# Your objective
Find the string "have" in the records and copy each line where it occurs.

--- Input Enclosed Below ---

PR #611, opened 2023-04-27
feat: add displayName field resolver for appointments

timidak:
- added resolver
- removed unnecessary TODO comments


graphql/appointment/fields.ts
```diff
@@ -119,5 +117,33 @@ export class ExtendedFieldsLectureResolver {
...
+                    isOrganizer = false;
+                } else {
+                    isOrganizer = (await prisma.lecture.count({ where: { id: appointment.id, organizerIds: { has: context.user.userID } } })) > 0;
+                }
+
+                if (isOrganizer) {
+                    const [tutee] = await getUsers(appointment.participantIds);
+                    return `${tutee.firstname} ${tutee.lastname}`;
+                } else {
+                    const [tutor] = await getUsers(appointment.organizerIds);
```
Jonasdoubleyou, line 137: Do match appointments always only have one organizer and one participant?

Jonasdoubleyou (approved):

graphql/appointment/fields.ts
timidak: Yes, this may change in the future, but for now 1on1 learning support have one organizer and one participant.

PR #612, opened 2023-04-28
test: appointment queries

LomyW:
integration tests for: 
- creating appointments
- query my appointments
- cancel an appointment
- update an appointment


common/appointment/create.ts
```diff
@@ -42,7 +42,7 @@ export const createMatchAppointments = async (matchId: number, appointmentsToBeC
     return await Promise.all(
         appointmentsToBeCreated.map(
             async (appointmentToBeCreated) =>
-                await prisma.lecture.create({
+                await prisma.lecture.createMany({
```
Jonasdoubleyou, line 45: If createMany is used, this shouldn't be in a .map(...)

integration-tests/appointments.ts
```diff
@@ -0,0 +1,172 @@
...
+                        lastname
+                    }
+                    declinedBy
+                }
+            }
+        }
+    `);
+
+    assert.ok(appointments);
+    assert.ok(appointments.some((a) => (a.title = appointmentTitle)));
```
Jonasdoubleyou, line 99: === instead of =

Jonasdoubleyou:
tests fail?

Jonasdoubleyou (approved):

--- End of Enclosed Input ---
--- Input Enclosed Below ---

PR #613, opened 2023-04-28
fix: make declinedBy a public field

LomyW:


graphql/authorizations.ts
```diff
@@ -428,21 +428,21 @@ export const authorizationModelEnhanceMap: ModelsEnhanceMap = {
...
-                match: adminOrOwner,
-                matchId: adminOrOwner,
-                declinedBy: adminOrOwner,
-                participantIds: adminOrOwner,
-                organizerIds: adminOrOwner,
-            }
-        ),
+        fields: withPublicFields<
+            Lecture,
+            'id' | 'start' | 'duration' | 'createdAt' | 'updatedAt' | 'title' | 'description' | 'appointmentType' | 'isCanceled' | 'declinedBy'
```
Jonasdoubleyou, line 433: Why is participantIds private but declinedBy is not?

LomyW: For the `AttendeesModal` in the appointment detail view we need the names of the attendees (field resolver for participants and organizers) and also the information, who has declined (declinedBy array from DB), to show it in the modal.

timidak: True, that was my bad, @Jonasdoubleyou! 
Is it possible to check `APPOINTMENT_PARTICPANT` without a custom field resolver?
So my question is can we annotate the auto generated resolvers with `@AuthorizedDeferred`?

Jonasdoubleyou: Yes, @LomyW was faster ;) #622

--- End of Enclosed Input ---

# Output for this exercise
Jonasdoubleyou, line 137: Do match appointments always only have one organizer and one participant?
timidak: Yes, this may change in the future, but for now 1on1 learning support have one organizer and one participant.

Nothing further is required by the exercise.